If I go to services > DNS resolver, where OVPNC is already the selection for outgoing network interfaces, click save and apply changes, then check dnsleaktest.com again, under query it now shows proton IP address and physical location of the proton server.
if i reboot pfsense again and then check dnsleaktest.com again, it will most likely show the IP address, name, and physical location of my ISP
-
I'll give you some home work.
Click here : Google : pfsense resolver should use openvpn client WAN connection as that, imho, is your question. So : ask, and read a couple of "Google" answers. Yeah, sorry, there is no "click here and done" solutions.You'll fund the rather old, but still very valid OpenVPN as a WAN on pfSense video from the pfSense authors. This video handles all your questions - and probably more.
There are more "OpenVPN" (server and client) videos available on the Netgate Youtube channel, I highly recommend them all. -
Do you somehow have an outbound NAT rule for the protonvpn address via the WAN?
You could add a block rule to prevent outbound DNS queries on WAN, though you shouldn't need it.
Is the client you're testing from actually using pfSense for DNS? If it's hard coded to use something else or is using DoT or DoH then that could be routed via the WAN before the VPN comes up. Check the states when it's happening.
-
@backup2 said in Can't access internet with pfsense and proton vpn:
second, i have a 4 port protectli, but i cannot get the OPT1 or OPT2 ports to work. i have enabled both ports and have tried in firewall > rules to set the gateway to both WAN and OVPN, but neither gives internet access through either OPT1 or OPT2.

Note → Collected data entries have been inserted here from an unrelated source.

PR #18941, opened 2025-04-23
overlay: Add custom font support

DustyRealm:
Introduce a custom FontType and configuration options to the Overlay settings. All .ttf and .otf files in .runelite/fonts/ will be automatically loaded. Additionally, all system fonts are available for use.

image

### DIFF
--- a/runelite-client/src/main/java/net/runelite/client/config/FontStyle.java
+++ b/runelite-client/src/main/java/net/runelite/client/config/FontStyle.java
@@ -1,5 +1,5 @@
 /*
- * Copyright (c) 2018, Tanner <https://github.com/Reasel>
+ * Copyright (c) 2025, Hamish <https://github.com/DustyRealm>
  * All rights reserved.
  *
  * Redistribution and use in source and binary forms, with or without
@@ -24,45 +24,21 @@
  */
 package net.runelite.client.config;
 
-import lombok.RequiredArgsConstructor;
 import lombok.Getter;
-import net.runelite.client.ui.FontManager;
-import javax.swing.text.StyleContext;
+import lombok.RequiredArgsConstructor;
 import java.awt.Font;
 
-
 @RequiredArgsConstructor
-public enum FontType
+public enum FontStyle
 {
-	REGULAR("Regular", FontManager.getRunescapeFont()),
-	BOLD("Bold", FontManager.getRunescapeBoldFont()),
-	SMALL("Small", FontManager.getRunescapeSmallFont()),
-	CUSTOM("Custom", FontManager.getRunescapeSmallFont());
+	PLAIN("Plain", Font.PLAIN),
+	BOLD("Bold", Font.BOLD),
+	ITALIC("Italic", Font.ITALIC);
 
 	@Getter
 	private final String name;
 	@Getter
-	private final Font defaultFont;
-
-	/**
-	 * @deprecated This method is deprecated because handling CUSTOM font types requires a {@code RuneLiteConfig}.
-	 * Use {@link #getFont(RuneLiteConfig)} instead.
-	 */
-	@Deprecated
-	public Font getFont()
-	{
-		return getFont(null);
-	}
-
-	public Font getFont(final RuneLiteConfig config)
-	{
-		if (this == CUSTOM && config != null)
-		{
-			return StyleContext.getDefaultStyleContext()
-				.getFont(config.customFont(), config.customFontStyle().getStyle(), config.customFontSize());
-		}
-		return defaultFont;
-	}
+	private final int style;
 
 	@Override
 	public String toString()
--- a/runelite-client/src/main/java/net/runelite/client/config/RuneLiteConfig.java
+++ b/runelite-client/src/main/java/net/runelite/client/config/RuneLiteConfig.java
@@ -424,6 +424,43 @@ public interface RuneLiteConfig extends Config
 	}
 
 	@ConfigItem(
+		keyName = "customFont",
+		name = "Custom font",
+		description = "Place TTF/OTF fonts in .runelite/fonts/ and enter the font family name here, e.g., Serif. All system fonts are also available.",
+		position = 45,
+		section = overlaySettings
+	)
+	default String customFont()
+	{
+		return FontType.CUSTOM.getDefaultFont().getFamily();
+	}
+
+	@ConfigItem(
+		keyName = "customFontStyle",
+		name = "Custom font Style",
+		description = "Configures the custom font style.",
+		position = 46,
+		section = overlaySettings
+	)
+	default FontStyle customFontStyle()
+	{
+		return FontStyle.PLAIN;
+	}
+
+	@Range
+	@ConfigItem(
+		keyName = "customFontSize",
+		name = "Custom font size",
+		description = "Configures the custom font size.",
+		position = 47,
+		section = overlaySettings
+	)
+	default int customFontSize()
+	{
+		return 12;
+	}
+
+	@ConfigItem(
 		keyName = "sidebarToggleKey",
 		name = "Sidebar toggle key",
 		description = "The key that will toggle the sidebar (accepts modifiers).",
--- a/runelite-client/src/main/java/net/runelite/client/ui/FontManager.java
+++ b/runelite-client/src/main/java/net/runelite/client/ui/FontManager.java
@@ -29,9 +29,15 @@ import java.awt.FontFormatException;
 import java.awt.GraphicsEnvironment;
 import java.io.IOException;
 import java.io.InputStream;
+import java.nio.file.Files;
+import java.nio.file.Path;
+import java.util.stream.Stream;
 import javax.swing.text.StyleContext;
 import lombok.Getter;
+import lombok.extern.slf4j.Slf4j;
+import net.runelite.client.RuneLite;
 
+@Slf4j
 public class FontManager
 {
 	@Getter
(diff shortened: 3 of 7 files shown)


runelite-client/src/main/java/net/runelite/client/config/FontType.java
```diff
@@ -27,19 +27,42 @@
...
+
+	/**
+	 * @deprecated This method is deprecated because handling CUSTOM font types requires a {@code RuneLiteConfig}.
+	 * Use {@link #getFont(RuneLiteConfig)} instead.
+	 */
+	@Deprecated
+	public Font getFont()
+	{
+		return getFont(null);
+	}
```
DustyRealm, line 55: I've made the assumption that plugins could be using `getFont()` so we need to be careful about removing it. This approach should mean that any remaining uses will continue to work, they just won't make use of the custom font.

I'm also all ears if there's a better way to get access to the `RuneLiteConfig` without passing it in :raised_hands:

Adam-:
I am not opposed to supporting custom fonts. I think the ideal solution would allow choosing a different custom font for each of these 
image
and not supporting only 1 custom font globally.

I am also curious why you are removing the registerFont() calls on the fallback fonts?

runelite-client/src/main/java/net/runelite/client/ui/FontManager.java
```diff
@@ -54,31 +60,25 @@ public class FontManager
...
 			// bold
-			Font boldFont = Font.createFont(Font.TRUETYPE_FONT, inRunescapeBold)
-				.deriveFont(Font.BOLD, 16);
+			Font boldFont = Font.createFont(Font.TRUETYPE_FONT, inRunescapeBold);
 			ge.registerFont(boldFont);
 
 			runescapeBoldFont = StyleContext.getDefaultStyleContext()
-				.getFont(boldFont.getName(), Font.BOLD, 16);
-			ge.registerFont(runescapeBoldFont);
+				.getFont(boldFont.getFamily(), Font.BOLD, 16);
```
DustyRealm, line 81: This change isn't strictly necessary for my change, but it shifts the font loading / registering to be more aligned with how I understand fonts to work.

runelite-client/src/main/java/net/runelite/client/config/RuneLiteConfig.java
```diff
@@ -423,6 +423,43 @@ default Color overlayBackgroundColor()
...
+	@ConfigItem(
+		keyName = "customFontSize",
+		name = "Custom font size",
+		description = "Configures the custom font size.",
+		position = 47,
+		section = overlaySettings
+	)
+	default int customFontSize()
+	{
+		return 12;
```
DustyRealm, line 460: Effectively defaults to a smaller `RuneScape Small`

DustyRealm:
> I am not opposed to supporting custom fonts. I think the ideal solution would allow choosing a different custom font for each of these.

Agreed, do you have any idea of how that UI should function? Would we be happy with 3 copys of the 3 new config options? I was going for a minimally invasive change initially, definitely open for discussion :relaxed: 

> I am also curious why you are removing the registerFont() calls on the fallback fonts?

From my understanding it's unnecessary; registering the underived result from `createFont` into the GE makes it available. Then we just need to set the constants with our styled / sized font. I _think_ all the extra calls were there erroneously.

Adam-:
> From my understanding it's unnecessary; registering the underived result from createFont into the GE makes it available. Then we just need to set the constants with our styled / sized font. I think all the extra calls were there erroneously.

I tested it and it seems to work okay with just the first regsiterFont(). The StyleContext.getFont() call is to cause a composite font to be created (in FontUtilities.getCompositeFontUIResource) so that it can fallback to I think the "dialog" font for glyphs that don't exist. We used to rely on this several places, but since fallback fonts don't work on macos, we do not anymore. Although some plugins still do.

> Agreed, do you have an idea of how that UI should function?

In addition to the regular/bold/fonts you could list all of the fonts in the fonts/ directory? The custom notification sound works sort of like this currently.

DustyRealm:
> The StyleContext.getFont() call is to cause a composite font to be created..

Ah brilliant, thanks for the concrete "why" of the StyleContext part. Thanks for validating on your machine too -

> In addition to the regular/bold/fonts you could list all of the fonts in the fonts/ directory?

Yea I like this. Ideally the builtin fonts wouldn't be a special case at all, and just get loaded in like the others (although maybe still sourced from the package).

I was thinking making the dropdowns show available fonts would be good, but didn't want a mega list. Maybe we _only_ make `RuneScape` / `RuneScape Small` / `RuneScape Bold` and all fonts in `.runelite/fonts` available. Or maybe it's actually fine as long as we have system fonts at the bottom of the list. I'll have a play around!

DustyRealm:
image
image
image

Have pushed a more robust solution, what do we think?
Allows selection of the built-in runescape fonts, system fonts, and custom fonts.

Are there any considerations around removing `FontType` or changing config names / types like I am here?

runelite-client/src/main/java/net/runelite/client/config/FontStyle.java
```diff
@@ -24,22 +24,20 @@
...
 import lombok.Getter;
-import net.runelite.client.ui.FontManager;
-
+import lombok.RequiredArgsConstructor;
 import java.awt.Font;
 
 @Getter
 @RequiredArgsConstructor
-public enum FontType
+public enum FontStyle
```
Adam-, line 33: you could probably just delete this (though I realize it is used as an enum for the panel). In awt, plain/bold/italics are actually a bitmask (eg so you can have bold+italic), so you may want to consider a JList instead.

Adam- (changes requested):

Adam-:
This seems more or less fine, I've left some comments on some of the bigger problems.

> Are there any considerations around removing FontType or changing config names / types like I am here?

These plugins use it:
image

So I probably wouldn't rename it without a good reason.

DustyRealm:
Thanks for the review :raised_hands: good comments, in agreement with all of them :+1: 

Ah yeap, I don't break any functionality in `FontType`, so don't need to delete it in the creation of `FontStyle`. Good tip on `style` actually being a bitmask though, I might drop `FontStyle` entirely and replace it with a couple of checkboxes.

Can I ask how to pull in  / check if there are any plugins using code I'm changing? Doesn't look like it's just a `git clone --recurse-submodules` on the plugin-hub project.

runelite-client/src/main/java/net/runelite/client/config/RuneLiteFont.java
```diff
@@ -0,0 +1,77 @@
...
+import lombok.NoArgsConstructor;
+import lombok.With;
+import net.runelite.client.ui.FontManager;
+
+@ConfigSerializer(RuneLiteFontSerializer.class)
+@AllArgsConstructor
+@NoArgsConstructor(force = true)
+@Getter
+@With
+public class RuneLiteFont
```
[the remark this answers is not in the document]
DustyRealm: I started with `FontConfig` which I also didn't like ..definitely open to ideas, nothing right-sized coming to me just yet.

runelite-client/src/main/java/net/runelite/client/plugins/config/FontConfigPanel.java
```diff
@@ -0,0 +1,256 @@
...
+
+@AllArgsConstructor
+final class TruncatedTitleCaseListCellRenderer extends TitleCaseListCellRenderer
+{
+	private final int maxLength;
+
+	@Override
+	public Component getListCellRendererComponent(JList<?> list, Object value, int index, boolean isSelected, boolean cellHasFocus)
+	{
+		Component component = super.getListCellRendererComponent(list, value, index, isSelected, cellHasFocus);
```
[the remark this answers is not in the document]
DustyRealm: Sweet, it's not a lot of logic to duplicate, and if I replace the `FontStyle` enum with a couple of checkboxes I can ditch the enum part of the logic entirely in my renderer - agreed :+1:

runelite-client/src/main/java/net/runelite/client/config/FontStyle.java
DustyRealm: Great tip, I think checkboxes for `Bold`, `Italic` would be a good fit here to ditch the enum entirely. I only had it for easy option selection / style `int` mapping :+1:

DustyRealm:
Okay, changes pushed to address all the comments apart from the one about a better name for `RuneLiteFont` ..very keen for ideas there :sweat_smile:

I'm keen to keep the config key names the same, but change the function names e.g `fontType()` to `dynamicOverlayFont()`. I'm wondering if the approach there is to keep the old config items there under a new key with `hidden = true`? (if it's an issue). 
```
	@Deprecated
	@ConfigItem(
		keyName = "legacyFontType",
		name = "Dynamic overlay font",
		description = "Configures what font type is used for in-game overlays such as player name, ground items, etc.",
		position = 30,
		section = overlaySettings,
		hidden = true
	)
	default FontType fontType()
	{
		return FontType.SMALL;
	}
```

Curiously RuneLiteFont also provides a `getFont()` function that returns a `Font` so if left the same, calling code wouldn't _necessarily_ need to be updated .. is it a correct vs convenient call?

DustyRealm:
Keen to not muddy this PR with the idea, but I think it'd be nice if we could define these second level panels using the same `@ConfigItem` syntax.

Feature-wise to support this fonts panel, I think we would just need to add an `options` parameter (potentially a `java.util.functions.Supplier`) on ConfigItem that would turn `String` config options into dropdown menus.

Perhaps I could look at that next and refactor both the notification and font panels to use it. Solution might be slightly different from that, but just a bit too much boilerplate in adding these (although that does come with complete flexibility).

Adam-:
I've pushed a few commits here https://github.com/Adam-/runelite/tree/pr_18941 since it doesn't allow me to push to this pr for some reason (did you turn off the setting for that?)

> Can I ask how to pull in / check if there are any plugins using code I'm changing? Doesn't look like it's just a git clone --recurse-submodules on the plugin-hub project.

We use this tool to check the apis plugin access https://abextm.github.io/plugin-hub/

> I'm somewhat keen to keep the config key names the same, but change the function names e.g fontType() to dynamicOverlayFont(). I'm wondering if the approach there is to keep the old config items there under a new key with hidden = true? (if it's an issue).

You have to keep the config key names the same, or else it will wipe peoples font settings / also the backwards compatibility I just had you add would be useless. Just keep the config names and don't change them. Changing the function names is okay, but it might break plugins. It looks to be limited to cox-scouter-external which uses interfaceFontType(). 

> Keen to not muddy this PR with the idea, but I think it'd be nice if we could define these second level panels using the same @ConfigItem syntax. 

I wouldn't mind a way to let plugins add custom panels to the config. It's something that has been requested for awhile. I am not sure what it would look like though. And certainly not as part of this pr.

Adam-:
added in b9ea1f8ff5fbeac7594e8dc6bdbf31ec1023fd43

any chance you can help with this issue also?
thanks!
-
@backup2 said in Can't access internet with pfsense and proton vpn:
i have enabled both ports and have tried in firewall > rules to set the gateway to both WAN and OVPN, but ...
Look at your LAN interface.
You have this :( disregard the IPv6 configuration for the moment )
You saw the "IPv4 upstream gateway" (green) set to None ?!
For other LAN type interfaces, like the OPT1, OPT2 etc, you set that setting to the same "None". -
@backup2 said in Can't access internet with pfsense and proton vpn:
any chance you can help with this issue also?
What firewall rules have you added there? There are none by default.
Did you enable dhcp on the new interfaces? Are connected clients pulling an IP correctly?